E essa longevidade desejada pelos administradores e investidores, estaria acompanhada pelo conceito mais amplo da sustentabilidade. Barbosa revisita uma clássica frase do economista Milton Friedman que dizia que “os negócios dos negócios são negócios”. “Ele dizia que valor de uma empresa nada mais é que a perspectiva de resultado futuro trazido ao valor do presente. Ora, se você não tem uma proposta de negócio sustentável é obvio que sua empresa não tem valor. Eu entendi que o que Friedman disse como ‘negócio dos negócios são negócios sustentáveis’. É algo que posso fazer hoje, amanhã, ano que vem, no outro, e é isso que dá uma perspectiva grande à empresa”, analisa.

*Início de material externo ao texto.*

PR #522, opened 2020-10-01
Fix button class action-toggle-fullscreen

phil-davis:
This looks like a typo that might also be a problem. But I don't see where `action-toogle-fullscreen` or `action-toggle-fullscreen` is actually used by anything - so maybe it makes no difference?


graciousgrey:
Thank you, good catch :) Those classes are mainly for testing, but not all of them are in use.

PR #523, opened 2020-10-01
Fix minor typos

phil-davis:
Nothing exciting here! These would not have affected functionality.


graciousgrey:
Thank you for fixing :)

Issue #490, opened 2020-09-04
Parse JSON lists in metadata like "Subject"


totti4ever:
Hey,

I'm coming closer to a perfect world - which right now only seems reachable with Photoprism! :-)

----

So, I'm working with F-Stop Gallery on Android as it seems to be the only comfy solution to work with tags?! Files on my mobile are synced using Syncthing to my server, where Nextcloud (external SMB) and Photoprism (docker mount).

The tags from F-Stop Gallery are written as Subject into the JPG files and Photoprism shows them:
![image](https://user-images.githubusercontent.com/49901208/92273929-9653fa80-eeec-11ea-9f07-06b698fdd6d1.png)

1. How can I search for those subjects? From another [issue](https://github.com/photoprism/photoprism/issues/419#issuecomment-663968341) I understand that the problem might be the JSON format? Fix would be that you guys extend the indexing process to understand and separate those subjects?

2. I read somewhere that labels are somewhat special and are automatically matched to keywords - if existing keywords exist?! Does this somehow also work with subjects as there are the tags I put onto the pictures on my phone? Or is the only solution to do some magic with exiftool and transfer the subjects into exif-keywords?

3. When an exif-title exists, I see from my experiments that Photoprism uses it - and if it doesn't exist it tries to create one, right? If I edit a title in Photoprism the only solution to also see it on my Phone would be to also sync the sidecar file?

Thanks a lot for this great piece of software - by far the best approach I've seen so far for my personal needs. Will be happily donate some money once I got everything running here (although I know it'd only a minor help - but I'm no coder :-( )

lastzero:
Parsing the JSON should actually not be that difficult :) We're willing to accept pull requests, or I'll do it where I have a little bit of time... still pretty busy with our backend / geodata infrastructure.

We mainly do full-text search plus some more specific fields, see https://docs.photoprism.org/user-guide/organize/search/

Subjects are not indexed yet in a special way, full-text search should work of course. Keywords will be matched, so that you can see files with known keywords in Labels. It doesn't make sense to sync both ways, because then labels and keywords would be the same:

- Labels are general categories, like "cat", "dog", or "boat"
- Keywords can be any words like "kitten", "cat", "cats",... you typically don't want to have individual labels for all of those as they all mean about the same

We use titles if we find them. Even from file names, unless it seems extremely long, broken, numeric etc. Note that there is no title in Exif, just a description field that may be used like a title. Titles exists in Dublin Core (DC) which is part of XMP.

[...]

PR #526, opened 2020-10-02
Added conversion of json array metadata in the Subject field

Morl99:
So this is the first try at #490. I cannot get the test to work, because no matter what I do, the details.Subject field is always an empty string. I might have a misconception about which metadata field gets parsed into Subject. I tried xmp:subject. Or maybe I need to do something else in the test code, to get the xmp data parsed correctly. 

I am happy for any pointers about this code.


Morl99:
Fixed with a different approach

PR #585, opened 2020-11-07
Correction for french correction

jean-louis67:


lastzero:
@graciousgrey Can you check where the merge conflicts are coming from?

graciousgrey:
Thank you for those improvements! 
It seems that this merge conflict appeared because your branch is not up to date with our current develop branch. 
I took over your changes and pushed them to directly to develop. So no need to fix something here.
Regarding your request of having  "Monochromes" and "Privates" in the translation.pot - I put this task on our to do list, but it will take  a while because other things have higher priority right now :)

PR #607, opened 2020-11-14
Fix French translations of "scan"

alexislefebvre:


alexislefebvre:
It has been fixed in #591

PR #631, opened 2020-11-21
Allow convert in readonly mode

### LINKED ISSUE #630: Unlock conversion in read-only mode
Today the [documentation ](https://docs.photoprism.org/developer-guide/library/converting/#read-only-mode)states that:

> Conversion is currently disabled in read-only mode because creating JPEGs from RAWs is a pretty expensive operation and it makes sense to store JPEGs right next to their RAW files so that they can be found and used again in the future.

But if we enable `convert` in the config file, PhotoPrism will generate thumbnails for non JPEG images and videos, and store them in the sidecar directory without any problem.

So this limitation looks outdated.

alexislefebvre:
I haven't tested but it should do the trick.

Fixes #630

### DIFF
--- a/frontend/src/pages/settings/general.vue
+++ b/frontend/src/pages/settings/general.vue
@@ -45,7 +45,7 @@
             <v-flex xs12 sm6 lg3 class="px-2 pb-2 pt-2">
               <v-checkbox
                       @change="onChange"
-                      :disabled="busy || readonly"
+                      :disabled="busy"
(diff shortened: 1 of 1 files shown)


lastzero:
Restarted the build.

lastzero:
Excellent catch, thank you!

alexislefebvre:
I pulled last Docker image and it looks like it worked. 🎉

PR #632, opened 2020-11-21
changed translation of 'in'

jean-louis67:
_in 4,608 ms_ must be translated: _en 4,608 ms_ (and not _dans 4,608 ms_)
I just hope 'in' is not used somewhere else with an other meaning.


lastzero:
Merci beaucoup!

PR #634, opened 2020-11-22
Move advance search arrow next to search bar

eMerzh:
Hey, 
here is a teeny tiny PR, to dip my toes in the water...

I just discovered photoprism, really nice job, hope you guys can keep up the good work and grow this open ecosystem 👍 
so, back to this PR... 
I found that it's kinda weird that the expand search button is THAT far from the search field, 

here is a proposal to make it closer, to respect the "locality" in UX...

What do you think?

PIC:
image

### DIFF
--- a/frontend/src/component/photo/toolbar.vue
+++ b/frontend/src/component/photo/toolbar.vue
@@ -14,6 +14,10 @@
                     @click:clear="clearQuery"
                     @keyup.enter.native="filterChange"
       ></v-text-field>
+      <v-btn icon class="p-expand-search" :title="$gettext('Expand Search')"
+             @click.stop="searchExpanded = !searchExpanded">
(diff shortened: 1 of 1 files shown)


graciousgrey:
Thank you for this pull request - we will have a look at it after our first release :)

isleshocky77:
The drop-down arrow is only loosely associated with the search.. It's more about the view layer with sorting and other filtering. And is more of a drop-down for that whole top bar which is why _I think_ it makes sense where it is; however, I would like to see a help button next to the search where you put this arrow which had a pop-up with advanced search commands. See the [search help page](https://docs.photoprism.app/user-guide/organize/search/#search-filter-overview) for what I'm referring to.

lastzero:
We are closing this PR because it does not match our user interface guidelines. Thank you for your contribution!

PR #950, opened 2026-07-24
callback: forward rvalue args

benedekkupper:
Preserve value category in callback::builder::run so services taking T&& receive rvalues instead of lvalues.
Add a regression test for callback::service<MoveOnlyPayload&&>.

### DIFF
--- a/include/nexus/callback.hpp
+++ b/include/nexus/callback.hpp
@@ -35,7 +35,9 @@ template <typename Funcs = stdx::tuple<>, typename... ArgTypes> struct builder {
     constexpr static void run(ArgTypes... args) {
         constexpr auto b = BuilderValue::value;
         [&]<std::size_t... Is>(std::index_sequence<Is...>) {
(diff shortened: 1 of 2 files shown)


elbeno:
The reason it didn't do this before is that it's inside a fold expression. If there are multiple calllbacks you end up with a use-after-move.

benedekkupper:
> The reason it didn't do this before is that it's inside a fold expression. If there are multiple calllbacks you end up with a use-after-move.

This is a valid concern and one that I pondered too, but without a better alternative in mind I went with it anyway (just adding a comment at the callback type definition). For correctness though it should either allow rvalue forwarding, or explicitly forbid it by a `requires` clause.

elbeno:
Thanks for the contribution! Based on the discussion here I fixed this problem in a slightly more robust way in #953.

benedekkupper:
I love the solution, thanks!

PR #961, opened 2026-09-03
Correct expected output for unavailable clang module case

jefftrull:
When the clang module is not available, `catalog_output_test` will fail. It looks like simple copy-paste errors. Probably not covered by CI where (I assume) the environment always has Clang.


elbeno (approved):

elbeno:
Thanks @jefftrull!

PR #968, opened 2026-09-06
Work around clang python binding enum_value bug

### LINKED ISSUE #964: Log: Decoding of bools is inconsistent
`log_decode.py` renders runtime bool values in some odd ways:

- plain bools are printed as `0` for false and `-1` for true, even when the underlying value in the binary file is `1` for true. This is confusing for users.
- enum bools are printed using their enum value when the underlying value is false but with `static_cast<Enum>(-1)` for true.

In other words:

| Type | Value | Rendering |
| --- | --- | --- |
| plain bool | false | 0 |
| plain bool | true | -1 |
| enum bool | false | False |
| enum bool | true | static_cast\<Enum\>(-1) |

My preference would be to use `true` and `false` for plain runtime bools (matching the treatment of the constexpr values), and the appropriate enum values for both true and false in that case.

I can put together a testcase if needed but maybe the description will suffice.

jefftrull:
At the moment, bool enums with an underlying value of true are given a value of -1 rather than +1 by the clang Python bindings. See https://github.com/llvm/llvm-project/issues/221326 for details.

This workaround intercepts -1 values returned by enum_value when the underlying type is bool, and replaces them with +1.

If merged this will fix #964

### DIFF
--- a/python/cib/gen_str_catalog.py
+++ b/python/cib/gen_str_catalog.py
@@ -441,7 +441,13 @@ def extract_enums(filename: str):
     for node in translation_unit.cursor.walk_preorder():
         if node.kind == CursorKind.ENUM_DECL:
             new_decl = {
-                e.spelling: e.enum_value
+                # workaround for https://github.com/llvm/llvm-project/issues/221326
+                e.spelling: 1
+                if (
+                    e.type.get_declaration().enum_type.spelling == "bool"
+                    and e.enum_value == -1
+                )
+                else e.enum_value
                 for e in node.walk_preorder()
                 if e.kind == CursorKind.ENUM_CONSTANT_DECL
             }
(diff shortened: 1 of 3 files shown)


elbeno (approved):

elbeno:
This is a better fix than my original weird workaround, thanks @jefftrull for tracking this down

elbeno:
@jefftrull The quality is failing because of python formatting. It can be fixed by:

```bash
$ uv venv
$ source .venv/bin/activate
$ uv sync
$ ninja -C build fix-ruff-format
```

(or at the last line, however you would like to build the `fix-ruff-format` target)

jefftrull:
Force-pushed a formatting fix but I'm not sure what to do about the `uv` issue (the one from the previous CI run, seemed like it wasn't found or something)

elbeno:
It was likely a transient issue. We'll see...

jefftrull:
Much appreciated!

PR #970, opened 2026-09-08
Normalize signed zero lookup keys

lukevalenty:
Normalize floating-point zero before hashing so +0 and -0 match.

### DIFF
--- a/include/lookup/pseudo_pext_lookup.hpp
+++ b/include/lookup/pseudo_pext_lookup.hpp
@@ -26,6 +26,7 @@ constexpr auto as_raw_integral(auto v) {
     static_assert(sizeof(v) <= 8);
 
     if constexpr (std::is_floating_point_v<decltype(v)>) {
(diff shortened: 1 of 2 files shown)


include/lookup/pseudo_pext_lookup.hpp
```diff
@@ -17,13 +17,20 @@
...
 
 namespace lookup {
 
 namespace detail {
 constexpr auto as_raw_integral(auto v) {
     static_assert(sizeof(v) <= 8);
 
+    if constexpr (std::is_floating_point_v<decltype(v)>) {
+        if (v == 0) {
+            v = 0;
```
bdeane-intel, line 31: **suggestion**: This is worth a comment.

bdeane-intel (approved):

include/lookup/pseudo_pext_lookup.hpp
lukevalenty: Added a comment explaining the normalization.

PR #975, opened 2026-09-16
:white_check_mark: Add tests for field matchers

elbeno:
Problem:
- There are no tests that actually check that the field matchers work when used by a field.
- https://github.com/intel/compile-time-init-build/pull/974

Solution:
- Add tests so that the behaviour is maintained.


lukevalenty:
😳

lukevalenty (approved):

PR #976, opened 2026-09-16
:art: Use consistent naming approach for message lib

elbeno:
Problem:
- The message library uses ad-hoc naming.

Solution:
- Use stdx naming approach.

Note:
- This is one of several PRs that will unify naming approaches in CIB.


lukevalenty (approved):
🙌🏻

PR #286, opened 2016-02-05
Test schema instead of function

chapel:
The test was run against the function instead of the schema, a simple typo omission.


dschafer:
Thanks!

PR #287, opened 2016-02-05
Test schema instead of function 2

chapel:
Looks like there were plenty of these typos. I was in a rush to catch the train and didn't see them all.


leebyron:
Lol, yikes. Good thing tests still passed after you fixed these. Thanks!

Ele entende também que a questão da sustentabilidade está incitando as organizações a inovarem. “As empresas vêm com inovações em materiais, em processos, formas de gestão, entendendo que estar conectado às demandas da sociedade não é um fator de restrição, mas um fator de inspiração para inovação”.

Consequência a todos

Uma das mensagens deixadas pelos painelistas desta sessão é de que o mundo dos negócios não pode mais apenas se fincar no foco dos resultados financeiros. É preciso transpor para além dos portões da organização, pois é do outro lado dessa fronteira que está o grande fiscal e regulador do futuro: a sociedade, também chamada por um expectador do painel como o acionista virtual. E um grande passo para isso se dará por meio do aperfeiçoamento da Governança.

“Toda empresa tem de prestar contas para a sociedade, pois usa seus recursos, mão de obra, logística, espaço. A boa Governança é libertadora, pois dá mais transparência, perpetuidade, independente se é uma organização sem fins lucrativos, familiar, capital fechado ou aberto. Todos saem ganhando”, conclui Barbosa.